I was actually surprised to see the results of Prop 2. I thought it may have been a closer race.
Proposition 2 was a California ballot proposition in that state’s general election on November 4, 2008. It passed with 63% of the votes in favor and 37% against. The ballot measure was officially known as the Standards for Confining Farm Animals initiative statute. The official title of the statute enacted by the proposition is the Prevention of Farm Animal Cruelty Act. The proposition adds a chapter to Division 20 of the California Health and Safety Code to prohibit the confinement of certain farm animals in a manner that does not allow them to turn around freely, lie down, stand up, and fully extend their limbs. The measure deals with three types of confinement: veal crates, battery cages, and sow gestation crates.
The statute will become operative on January 1, 2015. Farming operations have until that date to implement the new space requirements for their animals, and the measure will prevent animals in California from being confined in these ways in the future.

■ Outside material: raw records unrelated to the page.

Issue #2328, opened 2024-11-19
table: add loading state


ArtBlue:
# Enhancement Request

## Description

Add `table` loading state to stay inline with Skin (https://github.com/eBay/skin/issues/2470).

The detailed guidance on `a11y` and `ux` should be built built in for this `table` loading. Refer to the the _**Table in Loading State**_ section of https://opensource.ebay.com/skin/component/table/

PR #2453, opened 2025-03-12
feat(table): added loading body state

agliga:
## Description
* Added table loading state. Used `body-state`. Was looking at using mode initially but that can remove `selected` state (can have load + selected`)
* Added `isLoading` variable to disable all interactive elements in template
* Added check in component to check all focusable elements (IE elements which are added by user) and disable/add tabindex -1 for them.
* For undo only remove tabindex and disabled attribute for items found in the list of disabled items
* Added tests for checking loading state

## References
https://github.com/eBay/ebayui-core/issues/2328

## Screenshots
Screenshot 2025-03-11 at 4 04 19 PM

### DIFF
--- a/src/components/ebay-table/component.ts
+++ b/src/components/ebay-table/component.ts
@@ -48,8 +48,9 @@ interface State {
 }
 
 export default class EbayTable extends Marko.Component<Input, State> {
-    declare disabledItems: Map<HTMLElement, boolean>;
+    declare disabledItems: Set<HTMLElement>;
     declare tbody: HTMLElement;
+    declare animationFrame: number;
 
     onCreate() {
         this.state = {
@@ -60,7 +61,7 @@ export default class EbayTable extends Marko.Component<Input, State> {
     }
 
     onMount() {
-        this.disabledItems = new Map();
+        this.disabledItems = new Set();
         this.tbody = this.getEl("tbody");
         this.setLoading();
     }
@@ -73,6 +74,16 @@ export default class EbayTable extends Marko.Component<Input, State> {
 
     onUpdate() {
         this.setLoading();
+    }
+
+    onRender() {
+        if (typeof window !== "undefined") {
+            cancelAnimationFrame(this.animationFrame);
+        }
+    }
+
+    onDestroy() {
+        cancelAnimationFrame(this.animationFrame);
     }
 
     getSelectedRowStateFromInput(input: Input) {
@@ -148,18 +159,16 @@ export default class EbayTable extends Marko.Component<Input, State> {
     setLoading() {
         if (this.input.bodyState === "loading") {
             if (this.tbody) {
-                requestAnimationFrame(() => {
+                this.animationFrame = requestAnimationFrame(() => {
                     focusables(this.tbody).forEach((focusable: HTMLElement) => {
-                        if (!focusable.getAttribute("disabled")) {
-                            focusable.setAttribute("disabled", "true");
-                            focusable.setAttribute("tabindex", "-1");
-                            this.disabledItems.set(focusable, true);
-                        }
+                        focusable.setAttribute("disabled", "true");
+                        focusable.setAttribute("tabindex", "-1");
+                        this.disabledItems.add(focusable);
                     });
                 });
             }
         } else {
-            for (const [focusable] of this.disabledItems) {
+            for (const [focusable] of this.disabledItems.entries()) {
                 focusable.removeAttribute("disabled");
                 focusable.removeAttribute("tabindex");
             }
--- a/src/components/ebay-table/component.ts
+++ b/src/components/ebay-table/component.ts
@@ -1,3 +1,4 @@
+import focusables from "makeup-focusables";
 import { AttrString, AttrTriState } from "marko/tags-html";
 import { WithNormalizedProps } from "../../global";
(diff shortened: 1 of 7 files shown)


ArtBlue (changes requested):
This looks to be missing a lot of the requirements for a fully disabled table in loading state. 

>Table in Loading State
When a table is fetching data for sorting, filtering, or pagination, a loading state should be displayed to indicate that the table is in the process of loading. This can be achieved by adding the table--loading-state class to the .table element.

>Additionally, in the loading state, the module should be inaccessible to the user. This can be achieved by setting tabindex="-1" to the module container, and adding the inert attribute to the table inside the module. Since inert is not fully supported in older browsers, it is recommended to either use a polyfill or use JavaScript to disable all interactive elements inside the table when in loading state. Elements that support disabled should be disabled. Anchors should have their href attributes removed.

>Here are some other steps to manually ensure the module is inaccessible:

>All interactive elements inside table should be forced to NOT be focusable.
The module container should be forced to be unscrollable.
The progress bar should be forced to gain focus.
All interactive elements inside the table should be disabled.
The loading state should be displayed until the data is fully loaded. In addition to the loading state being set on the table, a progress bar expressive should be added to relay the loading state both visually and for screen readers. The live examples that follow use aria-live="off" to prevent the status element from proactively announcing new content. This is only for demo purposes, so that this documentation page does not overwhelm the viewer with example status updates. The aria-live override should not be included in implementations of this pattern.

https://opensource.ebay.com/skin/component/table/

agliga:
> This looks to be missing a lot of the requirements for a fully disabled table in loading state. 
> 
> 
> 
> >Table in Loading State
> 
> When a table is fetching data for sorting, filtering, or pagination, a loading state should be displayed to indicate that the table is in the process of loading. This can be achieved by adding the table--loading-state class to the .table element.
> 
> 
> 
> >Additionally, in the loading state, the module should be inaccessible to the user. This can be achieved by setting tabindex="-1" to the module container, and adding the inert attribute to the table inside the module. Since inert is not fully supported in older browsers, it is recommended to either use a polyfill or use JavaScript to disable all interactive elements inside the table when in loading state. Elements that support disabled should be disabled. Anchors should have their href attributes removed.
> 
> 
> 
> >Here are some other steps to manually ensure the module is inaccessible:
> 
> 
> 
> >All interactive elements inside table should be forced to NOT be focusable.
> 
> The module container should be forced to be unscrollable.
> 
> The progress bar should be forced to gain focus.
> 
> All interactive elements inside the table should be disabled.
> 
> The loading state should be displayed until the data is fully loaded. In addition to the loading state being set on the table, a progress bar expressive should be added to relay the loading state both visually and for screen readers. The live examples that follow use aria-live="off" to prevent the status element from proactively announcing new content. This is only for demo purposes, so that this documentation page does not overwhelm the viewer with example status updates. The aria-live override should not be included in implementations of this pattern.
> 
> 
> 
> https://opensource.ebay.com/skin/component/table/

Can you be specific which requirements are missing?
The non interactive Elements are present (adding tabindex=-1) 
Not sure what else is needed.

src/components/ebay-table/component.ts
```diff
@@ -129,6 +145,28 @@ export default class EbayTable extends Marko.Component<Input, State> {
         });
     }
 
+    setLoading() {
+        if (this.input.bodyState === "loading") {
+            if (this.tbody) {
+                requestAnimationFrame(() => {
+                    focusables(this.tbody).forEach((focusable: HTMLElement) => {
+                        if (!focusable.getAttribute("disabled")) {
```
saiponnada, line 153: Focusables should not return elements that are disabled. This additional check is unnecessary IMO.  I would leave it up to you if you want to keep code as is or use makeup to fix when an interactive element not under makeup list is being used.

src/components/ebay-table/table.stories.ts
```diff
@@ -112,6 +117,27 @@ export default {
                 category: "@row attribute tags",
             },
         },
+        a11yLoadingText: {
+            description: "Text for progress bar expressive when table is in loading body state",
```
saiponnada, line 121: It would be helpful to say `Localized text`. Helps this needs to be localized

saiponnada (commented):
Overall LGTM. minor suggestions.

src/components/ebay-table/table.stories.ts
agliga: I believe that should be understood from this. I think for each `a11y` text override its assumed that it's for localization. No need to have it called out for each one.

agliga:
Should be ready for review. Again, if there are any gaps in what skin has, please comment what is missing because I did follow those guidelines on this.

ArtBlue:
Here's Skin:

<kbd>image</kbd>

A couple of things I noticed right away:

1. The `div.table` doesn't have `tabindex="-1"`
2. The `inert` is not set. 
3. The link sorting can't disable anchors since `<a>` is not something that be disabled. What we need for anchors is to be removed.
<kbd>image</kbd>
<kbd>image</kbd>
4. To avoid having to keep track of all the anchor URLs before removing them and then resetting them, I'd suggest we simply change the attributes from `href` to `data-href` during loading, and when loading completed, changing them back to `href`.

ArtBlue (approved):

saiponnada (approved):
LGTM! Thanks for taking time and making these changes.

The LA Times stated The head of the Humane Society of the U.S., which sponsored the campaign, said farmers would adjust to meet an increasing demand for eggs from cage-free birds. “For them to say ‘we’re all going out of business because we have to let the birds stretch their wings’ is absurd,” said Wayne Pacelle, the group’s president.
In addition, California imports a third of the shelled eggs it consumes from out-of-state producers, which are not subject to the new regulations. A new study from the UC Davis Agricultural Issues Center said there would be no reason for a jump in the price of those eggs.
But Ryan Armstrong, an egg farmer in Valley Center, Calif., predicted he would have to leave the state rather than convert to cage-free housing. “We haven’t quite figured it out. We’ll probably in the next month or so let some employees go and slim down our operations,” Armstrong said Wednesday. “Our goal is probably not to stay in the egg business.”